才事記

コロナ・パンデミックの第5波とオリンピックの東京開催がまっこうから交差するという異常な事態だった。無観客、無歓声、無騒動。世界中から押し寄せる客もゼロ、チケット購入に当たった日本人もゼロ。アスリートと関係者以外は競技場にはいなかった。テレビ観戦だけが室内で進行し、実況アナウンサーが活躍し、日本テレビは増収増益になった。
開催のために投下した多額の資金はかなり空転しただろう。施設は残って再利用できるが、いろいろムダな経費を惜しみなく費い、世の中には「空費」というものがあることを教えた。コロナ対策でアベノマスクや援助金が配られたことが思いあわされる。
では、お待たせしました。みんなから「松岡さんは開会式をどう思われましたか」と何度も訊かれるので、一言。開会式だけで165億円なのだ。
言うまでもない、開会式も閉会式は信じがたいほどサイテーだったね。「日本」を見せそこね、タレントに媚びた。ページェントというもののサイズがとんちんかんなのだ。「代」がわかっていない。とくに小芝居を入れる演出が万事を低俗にした。劇団ひとりではボードビルはつくれない。
ラーメンズはデビュー後の5年ほどはおもしろかったが、小林賢太郎には「巨きいもの」はつくれない。阿弥陀来迎くらいを演出できなくちゃ。まあ、MIKIKO(水野幹子)が電通のやりかたに業を煮やして降りたのが、すべてを語っている。電通丸投げは、なんであれ日本をダメにする。
総じて、多様性と持続可能性などというグローバル・コンセプトに縛られすぎたのが、最大の敗因だ。「愛の讃歌」を歌ってみせる必要なし(春日八郎を堂々と歌ってみせてほしかった)。
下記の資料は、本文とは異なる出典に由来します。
PR #338, opened 2016-05-05
Limitter

AdrianLxM:
The LimiTTer connects to a Freestyle Libre sensor and emulates a BTWixel.
In some cases (age adjustment & calibration slope) it will use special parameters.

### DIFF
--- a/app/src/main/java/com/eveningoutpost/dexdrip/BluetoothScan.java
+++ b/app/src/main/java/com/eveningoutpost/dexdrip/BluetoothScan.java
@@ -309,7 +309,7 @@ public class BluetoothScan extends ListActivityWithMenu {
             if (!
                     (CollectionServiceStarter.isBTWixel(getApplicationContext())
                             || CollectionServiceStarter.isWifiandBTWixel(getApplicationContext())
-                    )) {
+                    ) || CollectionServiceStarter.isLimitter(getApplicationContext())) {
                 prefs.edit().putString("dex_collection_method", "BluetoothWixel").apply();
             }
             returnToHome();
--- a/app/src/main/java/com/eveningoutpost/dexdrip/BluetoothScan.java
+++ b/app/src/main/java/com/eveningoutpost/dexdrip/BluetoothScan.java
@@ -313,6 +313,11 @@ public class BluetoothScan extends ListActivityWithMenu {
                 prefs.edit().putString("dex_collection_method", "BluetoothWixel").apply();
             }
             returnToHome();
+        } else if(device.getName().toLowerCase().contains("limitter")) {
+            if (!CollectionServiceStarter.isLimitter(getApplicationContext())) {
+                prefs.edit().putString("dex_collection_method", "LimiTTer").apply();
+            }
+            returnToHome();
         } else {
             returnToHome();
         }
--- a/app/src/main/java/com/eveningoutpost/dexdrip/Models/BgReading.java
+++ b/app/src/main/java/com/eveningoutpost/dexdrip/Models/BgReading.java
@@ -15,6 +15,7 @@ import com.eveningoutpost.dexdrip.ImportedLibraries.dexcom.records.EGVRecord;
 import com.eveningoutpost.dexdrip.ImportedLibraries.dexcom.records.SensorRecord;
 import com.eveningoutpost.dexdrip.ShareModels.ShareUploadableBg;
 import com.eveningoutpost.dexdrip.UtilityModels.BgSendQueue;
+import com.eveningoutpost.dexdrip.UtilityModels.CollectionServiceStarter;
 import com.eveningoutpost.dexdrip.UtilityModels.Constants;
 import com.eveningoutpost.dexdrip.UtilityModels.Notifications;
 import com.google.gson.Gson;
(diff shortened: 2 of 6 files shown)


tzachi-dar:
Generally looks good, a few comments inside.

app/src/main/java/com/eveningoutpost/dexdrip/BluetoothScan.java
```diff
@@ -309,10 +309,15 @@ protected void onListItemClick(ListView l, View v, int position, long id) {
             if (!
                     (CollectionServiceStarter.isBTWixel(getApplicationContext())
                             || CollectionServiceStarter.isWifiandBTWixel(getApplicationContext())
-                    )) {
+                    ) || CollectionServiceStarter.isLimitter(getApplicationContext())) {
```
tzachi-dar, line 312: If we have indeed seen drip in the name than I think we should change even if the user has chosen Limitter. 
This is probably a user mistake.

app/src/main/java/com/eveningoutpost/dexdrip/Models/BgReading.java
```diff
@@ -709,9 +710,9 @@ public void find_new_curve() {
         }
     }
 
-    public void calculateAgeAdjustedRawValue(){
+    public void calculateAgeAdjustedRawValue(Context context){
```
tzachi-dar, line 713: please start the function with:
if(CollectionServiceStarter.isLimitter(context)) {
    age_adjusted_raw_value = raw_data;
    return;
}

it will make it much readable.

app/src/main/java/com/eveningoutpost/dexdrip/Models/Calibration.java
```diff
@@ -747,5 +785,52 @@ public static double min_recent() {
                 .orderBy("timestamp desc")
                 .execute();
      }
-
 }
+
+abstract class SlopeParameters {
+    protected  double LOW_SLOPE_1 = 0.95;
```
tzachi-dar: There is no need to initialize the variables here.

app/src/main/res/values/arrays.xml
```diff
@@ -7,6 +7,7 @@
         <item>Wifi Wixel + BT Wixel</item>
         <item>G4 Share Receiver</item>
         <item>G5 Transmitter</item>
+        <item>LimiTTer</item>
```
tzachi-dar, line 10: Are we sure that the name that the user will see is LimiTTer?
Is there anyway to connect it with the libere?

app/src/main/java/com/eveningoutpost/dexdrip/BluetoothScan.java
AdrianLxM, line 312: That's what it does. The new part is outside of the negation (`!`).

app/src/main/res/values/arrays.xml
AdrianLxM, line 10: It is connected to an HM11. The name is set to "LimiTTer", yes.

AdrianLxM, line 10: You can see the project here: http://joernl.github.io/LimiTTer/

app/src/main/java/com/eveningoutpost/dexdrip/Models/Calibration.java
AdrianLxM: They will be initialized by the system anyways with system defaults - so not initializing them won't give any compiler warnings. I'd prefer to have meaningful defaults instead if someone misses a line. I assume a few more setups will follow once xDrip for enlite will be there.
I will default them to system defaults anyway if you really like that.

app/src/main/java/com/eveningoutpost/dexdrip/Models/BgReading.java
AdrianLxM, line 713: You really dislike design principles like "single point of return", do you? ;)

AdrianLxM:
Ok, did some cleanup.

ghost:
Still works with great with XBridge2 setup in Wifi+Bt and XBridge Wixel settings. I appreciate the filtered values in the graph.
Thanks to all contributors

app/src/main/java/com/eveningoutpost/dexdrip/Models/BgReading.java
tzachi-dar, line 713: Single point of return is a good thing when it is combined with another keyword. Since this word is not used in java, it is a bad thing. Not specifying the keyword but you can see it here (www.javaworld.com/community/node/3375). Specifically picked a link that does not specify the word itself.

app/src/main/res/values/arrays.xml
tzachi-dar, line 10: a few questions:
1) If I understand correctly, http://joernl.github.io/LimiTTer/ does not contain any sw, is that correct?
2) Does the limiter use calibrations? If not we can probably remove them from the menus.

As for the name itself, shouldn't the name that the user is choosing be something like Freestyle?

app/src/main/java/com/eveningoutpost/dexdrip/BluetoothScan.java
tzachi-dar, line 312: You are right, my mistake.

app/src/main/res/values/arrays.xml
AdrianLxM, line 10: 1) Yes it does. Like the firmware for the wixel (wixel-xDrip or xBridge2) it has a firmware for the microcontroller that operates the NFC reader and the HM11.
2) It uses calibrations but at the moment just to set the offset (intercept). Once there is more data, we might adjust the slope as well (very likely, but not in as wide a range as for Dexcom sensors).

tzachi-dar:
Ok, I have no more comments, so merge at will.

野村萬斎・山崎貴・佐々木宏らを当初の演出トップに据えたのもまちがい。ぼくも声をかけられたが、早々に辞退した。
もうひとつ、選手からボランティアにいたるまで、コスチューム・デザイン(山口壮大ほか)がひどかった。スカパラ演奏中のパフォーマーのためのデザイン(森田晃嘉)も気の毒。着物を訴えられないとしたら日本はオワリだ。『日本語が亡びるとき』を読んだほうがいい。ただし、アスリートのためのユニフォーム・デザインは世界中の誰がやっても難しいものだから、とくに気にすることはない。
開閉会式で記憶にのこったのは、森山未來の3分ダンス、ドローンの空中エンブレム、長島の歩き(松井はダメだった)、佐藤オオキの聖火台、佐藤直紀の表象式音楽、タカラジェンヌたちの君が代、そのくらいかな。花火がイマイチすぎた。全国各地で連続的に数発ずつ打ち上げればよかったのに。
ついでながらちゃんと見ていないけれど、阿部詩が強かわいくて愛らしかった。田村亮子の再来だが、「田村で金、谷でも金」は夫婦愛で、詩はお兄ちゃん愛。こちらのほうがいとおしい。兄妹ではバレーの石川祐希・真佑もいい。ぐぐっときたのが水泳の大橋悠依、女子ソフトの上野・藤田、柔道の大野・素根・永瀬・新井、サーフィンのカノア、バレーボール男女、5000メートルの田中希実、野球の山田・森下・千賀、サッカーの三苫・吉田、ハンドボールの土井レミイ、バドミントンの渡辺勇大、卓球の水谷の兄貴ぶり、女子レスリングの川井友香子あたり。フェンシングは見なかった。空手の清水希容には勝たせたかったねえ。
以上、今回は「ほんほん」ではなく「にほんにほん」にしました。